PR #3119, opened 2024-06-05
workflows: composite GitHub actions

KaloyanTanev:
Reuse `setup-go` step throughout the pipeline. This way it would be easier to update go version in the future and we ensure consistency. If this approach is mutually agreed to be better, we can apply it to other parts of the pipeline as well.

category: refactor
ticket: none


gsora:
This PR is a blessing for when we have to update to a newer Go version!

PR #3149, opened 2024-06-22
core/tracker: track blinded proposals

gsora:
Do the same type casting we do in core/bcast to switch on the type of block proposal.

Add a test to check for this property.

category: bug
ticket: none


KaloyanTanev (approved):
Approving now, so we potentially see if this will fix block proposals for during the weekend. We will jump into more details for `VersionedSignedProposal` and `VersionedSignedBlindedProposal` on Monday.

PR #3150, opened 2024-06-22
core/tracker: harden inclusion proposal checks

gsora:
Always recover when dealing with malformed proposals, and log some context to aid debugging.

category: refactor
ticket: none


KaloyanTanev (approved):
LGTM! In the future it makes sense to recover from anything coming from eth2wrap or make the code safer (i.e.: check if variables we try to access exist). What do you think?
══════════
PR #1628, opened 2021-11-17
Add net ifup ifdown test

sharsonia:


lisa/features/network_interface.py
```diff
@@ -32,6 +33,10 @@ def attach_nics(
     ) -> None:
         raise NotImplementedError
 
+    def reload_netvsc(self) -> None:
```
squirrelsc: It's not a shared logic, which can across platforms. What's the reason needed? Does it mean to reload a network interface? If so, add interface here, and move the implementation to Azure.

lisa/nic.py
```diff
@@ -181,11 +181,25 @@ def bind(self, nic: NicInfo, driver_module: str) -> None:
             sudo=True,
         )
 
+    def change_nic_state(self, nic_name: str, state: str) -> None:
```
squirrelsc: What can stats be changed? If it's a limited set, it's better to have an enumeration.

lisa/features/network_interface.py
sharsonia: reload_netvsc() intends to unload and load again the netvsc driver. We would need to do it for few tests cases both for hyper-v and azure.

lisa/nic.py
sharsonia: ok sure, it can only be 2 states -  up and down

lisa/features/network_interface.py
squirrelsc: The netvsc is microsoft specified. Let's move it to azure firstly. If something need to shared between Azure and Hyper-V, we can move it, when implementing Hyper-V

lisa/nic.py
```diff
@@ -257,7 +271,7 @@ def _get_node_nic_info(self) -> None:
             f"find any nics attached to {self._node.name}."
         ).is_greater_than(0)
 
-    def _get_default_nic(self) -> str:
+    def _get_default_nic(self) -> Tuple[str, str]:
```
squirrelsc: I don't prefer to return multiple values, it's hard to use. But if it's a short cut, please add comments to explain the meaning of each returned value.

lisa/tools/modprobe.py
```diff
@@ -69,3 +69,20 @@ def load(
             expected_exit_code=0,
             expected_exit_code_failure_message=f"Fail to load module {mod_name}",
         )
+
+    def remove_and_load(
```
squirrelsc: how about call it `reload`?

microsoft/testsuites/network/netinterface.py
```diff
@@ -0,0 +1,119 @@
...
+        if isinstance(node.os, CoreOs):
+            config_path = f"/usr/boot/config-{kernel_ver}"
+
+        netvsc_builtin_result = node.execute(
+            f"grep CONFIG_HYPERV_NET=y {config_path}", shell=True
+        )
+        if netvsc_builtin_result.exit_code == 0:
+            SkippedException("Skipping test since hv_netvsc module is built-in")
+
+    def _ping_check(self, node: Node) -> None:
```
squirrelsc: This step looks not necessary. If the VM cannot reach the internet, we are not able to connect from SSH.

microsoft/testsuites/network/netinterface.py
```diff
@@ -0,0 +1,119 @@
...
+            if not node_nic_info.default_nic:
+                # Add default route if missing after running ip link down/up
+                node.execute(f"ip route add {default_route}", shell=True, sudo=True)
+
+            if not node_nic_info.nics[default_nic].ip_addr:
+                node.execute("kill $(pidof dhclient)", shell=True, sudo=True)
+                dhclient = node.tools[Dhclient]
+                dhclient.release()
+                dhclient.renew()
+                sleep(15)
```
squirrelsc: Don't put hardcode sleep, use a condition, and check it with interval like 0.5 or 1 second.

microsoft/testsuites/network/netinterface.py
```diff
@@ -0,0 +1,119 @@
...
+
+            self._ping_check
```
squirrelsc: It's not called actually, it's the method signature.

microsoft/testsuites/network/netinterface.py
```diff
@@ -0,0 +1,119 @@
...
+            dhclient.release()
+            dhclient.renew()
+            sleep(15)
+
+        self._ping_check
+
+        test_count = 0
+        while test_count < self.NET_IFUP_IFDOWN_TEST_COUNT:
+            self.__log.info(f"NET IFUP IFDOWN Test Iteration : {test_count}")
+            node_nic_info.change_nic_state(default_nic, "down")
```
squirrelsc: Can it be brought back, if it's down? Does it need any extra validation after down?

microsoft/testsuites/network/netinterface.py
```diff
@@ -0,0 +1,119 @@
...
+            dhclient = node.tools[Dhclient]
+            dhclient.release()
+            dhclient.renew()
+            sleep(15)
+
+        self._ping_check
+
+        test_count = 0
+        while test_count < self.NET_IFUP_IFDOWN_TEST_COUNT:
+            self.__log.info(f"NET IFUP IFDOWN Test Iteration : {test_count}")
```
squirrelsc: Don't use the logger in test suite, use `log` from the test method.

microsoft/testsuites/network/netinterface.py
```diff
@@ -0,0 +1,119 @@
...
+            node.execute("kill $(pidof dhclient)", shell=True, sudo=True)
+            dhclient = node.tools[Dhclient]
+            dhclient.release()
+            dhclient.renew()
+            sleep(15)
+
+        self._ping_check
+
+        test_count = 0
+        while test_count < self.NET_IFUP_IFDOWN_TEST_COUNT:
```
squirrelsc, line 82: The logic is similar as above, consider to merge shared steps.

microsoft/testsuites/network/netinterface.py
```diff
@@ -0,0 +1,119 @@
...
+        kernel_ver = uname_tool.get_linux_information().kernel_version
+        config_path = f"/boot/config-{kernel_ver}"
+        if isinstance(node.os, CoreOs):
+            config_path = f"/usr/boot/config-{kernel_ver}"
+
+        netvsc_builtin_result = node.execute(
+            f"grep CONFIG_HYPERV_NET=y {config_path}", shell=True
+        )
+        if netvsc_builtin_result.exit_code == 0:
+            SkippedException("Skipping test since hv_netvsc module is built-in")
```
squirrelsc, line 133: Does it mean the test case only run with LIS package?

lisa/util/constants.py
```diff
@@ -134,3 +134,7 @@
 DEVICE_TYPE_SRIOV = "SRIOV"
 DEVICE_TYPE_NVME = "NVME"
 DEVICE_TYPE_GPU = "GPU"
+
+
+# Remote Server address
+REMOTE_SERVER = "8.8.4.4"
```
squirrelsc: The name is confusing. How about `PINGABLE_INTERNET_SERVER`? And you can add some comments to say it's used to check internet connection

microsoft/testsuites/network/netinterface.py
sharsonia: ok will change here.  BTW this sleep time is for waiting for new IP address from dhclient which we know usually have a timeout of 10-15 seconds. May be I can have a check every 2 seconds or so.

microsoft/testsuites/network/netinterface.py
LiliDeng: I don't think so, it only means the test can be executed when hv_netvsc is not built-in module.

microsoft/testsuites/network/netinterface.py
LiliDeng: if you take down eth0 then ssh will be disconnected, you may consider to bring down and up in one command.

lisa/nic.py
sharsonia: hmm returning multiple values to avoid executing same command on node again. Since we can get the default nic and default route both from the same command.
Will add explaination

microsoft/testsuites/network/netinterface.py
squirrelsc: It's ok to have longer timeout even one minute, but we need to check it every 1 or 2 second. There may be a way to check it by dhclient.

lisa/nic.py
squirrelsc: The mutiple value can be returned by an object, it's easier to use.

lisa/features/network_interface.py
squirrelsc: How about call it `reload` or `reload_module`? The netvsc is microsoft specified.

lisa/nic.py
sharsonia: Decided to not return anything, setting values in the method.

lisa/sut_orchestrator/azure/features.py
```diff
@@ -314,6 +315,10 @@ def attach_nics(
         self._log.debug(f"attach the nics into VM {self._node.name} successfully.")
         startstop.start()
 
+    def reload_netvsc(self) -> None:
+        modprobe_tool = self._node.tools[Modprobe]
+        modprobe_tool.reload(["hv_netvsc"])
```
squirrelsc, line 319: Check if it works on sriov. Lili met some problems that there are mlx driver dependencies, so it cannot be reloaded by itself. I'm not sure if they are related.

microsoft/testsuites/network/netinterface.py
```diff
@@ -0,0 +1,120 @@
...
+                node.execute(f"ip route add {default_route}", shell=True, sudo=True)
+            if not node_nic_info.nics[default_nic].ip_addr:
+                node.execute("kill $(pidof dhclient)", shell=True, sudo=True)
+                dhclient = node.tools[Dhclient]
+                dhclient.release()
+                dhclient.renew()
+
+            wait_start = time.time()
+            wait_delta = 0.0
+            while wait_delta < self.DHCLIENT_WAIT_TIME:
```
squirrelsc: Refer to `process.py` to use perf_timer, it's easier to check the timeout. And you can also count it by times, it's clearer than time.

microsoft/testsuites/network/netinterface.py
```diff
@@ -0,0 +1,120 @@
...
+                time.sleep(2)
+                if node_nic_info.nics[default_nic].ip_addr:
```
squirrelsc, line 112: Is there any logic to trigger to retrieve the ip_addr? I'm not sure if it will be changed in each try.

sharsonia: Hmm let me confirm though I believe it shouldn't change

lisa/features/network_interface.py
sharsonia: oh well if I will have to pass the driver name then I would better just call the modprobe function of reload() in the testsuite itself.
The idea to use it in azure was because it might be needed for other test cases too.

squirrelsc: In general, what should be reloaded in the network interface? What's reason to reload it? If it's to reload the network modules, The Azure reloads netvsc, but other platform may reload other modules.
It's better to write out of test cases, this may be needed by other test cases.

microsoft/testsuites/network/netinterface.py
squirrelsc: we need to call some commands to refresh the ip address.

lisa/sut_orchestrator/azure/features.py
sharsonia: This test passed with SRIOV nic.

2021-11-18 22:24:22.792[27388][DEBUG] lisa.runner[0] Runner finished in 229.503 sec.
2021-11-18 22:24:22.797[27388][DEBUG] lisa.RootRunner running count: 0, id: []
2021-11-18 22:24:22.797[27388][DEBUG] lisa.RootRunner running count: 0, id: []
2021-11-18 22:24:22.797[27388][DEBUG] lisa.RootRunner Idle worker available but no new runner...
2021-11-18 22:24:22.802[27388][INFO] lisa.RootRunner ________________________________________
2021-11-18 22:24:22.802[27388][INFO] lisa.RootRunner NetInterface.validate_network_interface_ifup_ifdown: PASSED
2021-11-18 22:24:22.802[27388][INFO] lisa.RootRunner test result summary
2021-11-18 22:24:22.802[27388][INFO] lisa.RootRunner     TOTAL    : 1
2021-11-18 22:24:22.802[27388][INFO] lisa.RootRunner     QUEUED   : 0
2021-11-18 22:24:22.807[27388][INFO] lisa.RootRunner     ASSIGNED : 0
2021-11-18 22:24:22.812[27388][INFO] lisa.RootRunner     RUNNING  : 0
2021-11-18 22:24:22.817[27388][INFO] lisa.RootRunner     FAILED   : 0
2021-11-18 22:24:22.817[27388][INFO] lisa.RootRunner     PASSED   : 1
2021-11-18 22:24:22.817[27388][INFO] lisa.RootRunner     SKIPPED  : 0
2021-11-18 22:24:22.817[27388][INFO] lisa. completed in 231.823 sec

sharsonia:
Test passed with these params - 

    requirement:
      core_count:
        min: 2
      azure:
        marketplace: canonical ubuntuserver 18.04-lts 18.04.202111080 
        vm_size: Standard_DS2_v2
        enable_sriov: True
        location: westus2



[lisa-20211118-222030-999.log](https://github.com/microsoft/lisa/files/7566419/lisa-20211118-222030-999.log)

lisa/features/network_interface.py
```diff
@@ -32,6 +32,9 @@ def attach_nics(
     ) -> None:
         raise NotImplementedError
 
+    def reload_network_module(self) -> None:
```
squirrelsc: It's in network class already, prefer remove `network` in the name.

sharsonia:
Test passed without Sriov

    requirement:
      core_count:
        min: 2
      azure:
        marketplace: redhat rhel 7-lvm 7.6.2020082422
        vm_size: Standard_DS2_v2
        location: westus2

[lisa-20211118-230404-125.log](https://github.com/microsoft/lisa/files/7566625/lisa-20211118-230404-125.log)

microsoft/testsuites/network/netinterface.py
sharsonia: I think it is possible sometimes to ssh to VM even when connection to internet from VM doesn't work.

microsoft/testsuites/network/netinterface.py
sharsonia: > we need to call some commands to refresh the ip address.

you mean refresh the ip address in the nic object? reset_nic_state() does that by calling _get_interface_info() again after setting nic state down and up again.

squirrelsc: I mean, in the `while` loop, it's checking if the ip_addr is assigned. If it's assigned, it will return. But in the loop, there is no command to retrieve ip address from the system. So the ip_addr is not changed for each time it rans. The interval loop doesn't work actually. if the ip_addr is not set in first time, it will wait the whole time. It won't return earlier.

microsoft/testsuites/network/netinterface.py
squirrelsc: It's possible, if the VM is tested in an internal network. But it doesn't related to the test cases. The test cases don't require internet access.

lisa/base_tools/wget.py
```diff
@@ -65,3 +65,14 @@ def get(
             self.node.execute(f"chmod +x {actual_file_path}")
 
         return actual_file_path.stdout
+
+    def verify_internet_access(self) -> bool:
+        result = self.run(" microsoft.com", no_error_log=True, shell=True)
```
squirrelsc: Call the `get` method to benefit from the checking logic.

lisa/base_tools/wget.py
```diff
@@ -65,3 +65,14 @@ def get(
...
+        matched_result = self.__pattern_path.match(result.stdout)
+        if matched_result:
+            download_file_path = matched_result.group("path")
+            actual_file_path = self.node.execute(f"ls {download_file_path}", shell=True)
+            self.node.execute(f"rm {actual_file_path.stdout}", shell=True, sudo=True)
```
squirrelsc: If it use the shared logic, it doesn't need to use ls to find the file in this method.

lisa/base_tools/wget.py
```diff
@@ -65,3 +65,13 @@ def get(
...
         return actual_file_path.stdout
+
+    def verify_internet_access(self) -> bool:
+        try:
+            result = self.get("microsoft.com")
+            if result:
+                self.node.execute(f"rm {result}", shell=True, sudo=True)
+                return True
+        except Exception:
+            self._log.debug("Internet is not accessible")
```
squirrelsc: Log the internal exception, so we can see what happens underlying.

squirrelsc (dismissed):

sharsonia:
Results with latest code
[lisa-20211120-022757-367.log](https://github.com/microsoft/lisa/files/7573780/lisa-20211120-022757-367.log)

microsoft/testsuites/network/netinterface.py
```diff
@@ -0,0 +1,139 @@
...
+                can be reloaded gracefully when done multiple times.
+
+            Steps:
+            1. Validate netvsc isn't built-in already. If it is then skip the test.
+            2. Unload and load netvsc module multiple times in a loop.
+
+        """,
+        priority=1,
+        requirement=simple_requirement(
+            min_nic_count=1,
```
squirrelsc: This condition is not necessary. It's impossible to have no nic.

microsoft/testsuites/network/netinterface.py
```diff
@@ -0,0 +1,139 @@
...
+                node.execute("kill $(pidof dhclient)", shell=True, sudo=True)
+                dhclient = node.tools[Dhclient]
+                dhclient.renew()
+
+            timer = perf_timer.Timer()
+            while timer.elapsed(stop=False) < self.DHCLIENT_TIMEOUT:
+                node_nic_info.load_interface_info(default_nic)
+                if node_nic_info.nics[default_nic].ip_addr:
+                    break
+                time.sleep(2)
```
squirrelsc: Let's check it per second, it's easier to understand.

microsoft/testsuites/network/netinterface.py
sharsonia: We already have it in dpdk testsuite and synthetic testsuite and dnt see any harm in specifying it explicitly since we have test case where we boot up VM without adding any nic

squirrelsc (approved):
══════════
- EXERCISE BRIEF:
All lines above from the line with "PR #3119, opened 2024-06-05" through the line with "PR #3149, opened 2024-06-22", both included, are to be set down exactly, with nothing else.

- EXERCISE RESPONSE:
PR #3119, opened 2024-06-05
workflows: composite GitHub actions

KaloyanTanev:
Reuse `setup-go` step throughout the pipeline. This way it would be easier to update go version in the future and we ensure consistency. If this approach is mutually agreed to be better, we can apply it to other parts of the pipeline as well.

category: refactor
ticket: none


gsora:
This PR is a blessing for when we have to update to a newer Go version!

PR #3149, opened 2024-06-22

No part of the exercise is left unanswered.